[[ Provided entries open ]]
Issue #315, opened 2018-06-21
export distro won't mark an event as pushed after it's sent to its destination


davidmsh:
export distro in Go won't mark an event as pushed after it's sent to its destination as its Java counterpart does. We had some client need this pushed time for some benchmarking purposes. I think we should probably add it in go version of edgex. Also we probably want to make this feature configurable to avoid unnecessary service invocation and database updates when pushed are not really useful in someone's deployment. 
I can pick up this one if we are gonna implement it.

cloudxxx8:
@davidmsh the PRs are merged.  Please close this issue.

cloudxxx8:
https://github.com/edgexfoundry/edgex-go/pull/421
https://github.com/edgexfoundry/edgex-go/pull/454

Issue #316, opened 2018-06-21
PUT requests to /api/v1/event/id/{id} will only update pushed timestamp for event not its readings


davidmsh:
Put method of /api/v1/event/id/{id} behave differently than its Java counterpart  in that it won't update pushed timestamp for readings belong to an event, only the ts on the event itself will be updated. 
markPushed() method in src/main/java/org/edgexfoundry/controller/impl/EventControllerImpl.java will iterate through each reading and update its pushed ts. 
From core-data.raml, it states "Update the event to be pushed" Looks like it will only evnet's pushed ts and it works as designed. Just use this issue to confirm if this is what we want.
From the data model of core data point of view, do we really have cases that readings belonging to an event have different pushed ts than the event ? From current export distro implementation, we export by events, when an event is exported all its readings get exported together. 
Or we want future flexibility that, event may have no pushed ts while each reading has its own ts. If event itself has pushed ts, all its readings can be viewed as having the ts even they do have have pushed field set.

yanghua:
@tsconn23  Can I claim it? Did the California version's branch been cutting?

cloudxxx8:
it's the real issue and the behavior is not accordance with RAML
event is not totally immutable.  event contains some field for marking.
the immutable one is reading value.  Please reopen this issue.

cloudxxx8:
If the Event will be changed to immutable, the fields like modified and pushed should be removed as well as all the update API

jduranf:
@tsconn23 I think it's very important to know if an event have been pushed or not. If an event haven't been pushed (maybe there is a connectivity error), then can be requested later. Also we have the Pushed attribute in the Event structure, which is used for this purpose, and there are several functions in core-data, defined in the RAML and already implemented (PUT in `api/v1/event/id/{id}` or DELETE in `api/v1/event/scrub`) , which handle the Pushed attribute.

I agree an Event it's immutable, and currently there is no way no modify it, except the pushed attribute, which happens later.

cloudxxx8:
@tsconn23 , we are not asking to add a new feature to mark the pushed timestamp via REST API.  This is the current design, and this API exists right now with defect.  We are asking to fix the defect of this API.  Core WG could discuss whether we should remove this API and other event update API in the next API version, such as /api/v2/...., but we had better make the current and existing API work properly.

tsconn23:
Changes have been requested on PR #370. Re-opening issue until PR is merged.

jduranf:
[...]

PR #370, opened 2018-07-07
If enabled, mark pushed time after an event is sent in export distro

davidmsh:
As with java version, mark pushed time after an event is sent in export distro
*1 Add MarkPushed in export distro config to optionally enable this feature
*2 Add MarkPushed() function in coredata client to invoke corresponding rest api
*3 Invoke MarkPushed() at the end of processEvent() if configured to do so

### DIFF
--- a/export/distro/const.go
+++ b/export/distro/const.go
@@ -16,7 +16,7 @@ type ConfigurationStruct struct {
 	DistroHost           string
 	ClientHost           string
 	DataHost             string
-	DataPort			 int
+	DataPort             int
 	ConsulHost           string
 	ConsulPort           int
 	ConsulProfilesActive string


tsconn23:
Is this a PR targeting Issue #316 which was closed some time ago? It looks like it. Please see my comments there. I stand by them. This PR is on hold.

jduranf:
@davidmsh this implementation doesn't take in account if the event have been sent or not. Maybe the send interface should be modified to something like this:
```
type Sender interface {
	Send(data []byte, event *models.Event) bool
}
```
And then in registration.go do something like this:
```
res := reg.sender.Send(encrypted, event)
if configuration.MarkPushed && res {
    ...
}
```
Anyway, first should be fine to know if this PR will be accepted or not. And then do this modification in this PR or in another one.

davidmsh:
@tsconn23 This PR is targeting Issue #316 but related to Issue #315 in the way pushed timestamp is updated in an event. This PR mark an event's push ts using existing rest api from core-data. 
Regarding Issue #315, we all agree that the content of an event should be immutable but it's valuable to update some of its metadata to reflect its current state (and we store them in the same event) and I believe edgex api doesn't allow event content modification. This PR comes from a PoC from the field which should be valuable to the project. Your thought ?

davidmsh:
@jduranf that's a good idea, let's do that after this PR gets accepted.

cloudxxx8:
@tsconn23, this PR is totally different from #316 .  #316 is the bug of an existing API in core-data, and #315  is the bug of export-distro doesn't follow the original design to notify core-data when the event is pushed.  This PR is to fix #315 only.

tsconn23:
@jpwhitemn Would like us to pull this in. @davidmsh Please rebase the branch to get rid of the out-of-date message. Meanwhile, will review.

export/distro/registrations.go
```diff
@@ -158,6 +158,17 @@ func (reg registrationInfo) processEvent(event *models.Event) {
 	}
 
 	reg.sender.Send(encrypted, event)
+
+	if configuration.MarkPushed {
+		go func(id string) {
```
tsconn23: Why not utilize a goroutine on line 183 of registrations.go instead?
```
case event := <-reg.chEvent:
reg.processEvent(event)
```
Pass event in as a variable to an anonymous function invoked via goroutine....?

tsconn23:
@drasko @janko-isidorovic @feclare It sounds like from talking to @jpwhitemn that this is a bug and will prevent events from being cleared out of the database based on the "pushed" timestamp. If that's so and if we can get this PR merged, we will need this fix for the 0.6.1 update at the end of June. Can I please get one of you gentlemen to oversee getting this into the California branch for inclusion in 0.6.1?

feclare:
There is one goroutine for each registration. If you have several registrations running this code will call MarkPushed several times(one for each registration) for each event.

A better approach is to have a new goroutine accepting ids in a channel and calling to core-data markpush once for each id. If it have an small id cache (just several seconds) of the pushed id we can only make the call once for id.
[[ Provided entries closed ]]
Whenever a line in the records contains the word "edgexfoundry", copy that line.

https://github.com/edgexfoundry/edgex-go/pull/421
https://github.com/edgexfoundry/edgex-go/pull/454
markPushed() method in src/main/java/org/edgexfoundry/controller/impl/EventControllerImpl.java will iterate through each reading and update its pushed ts. 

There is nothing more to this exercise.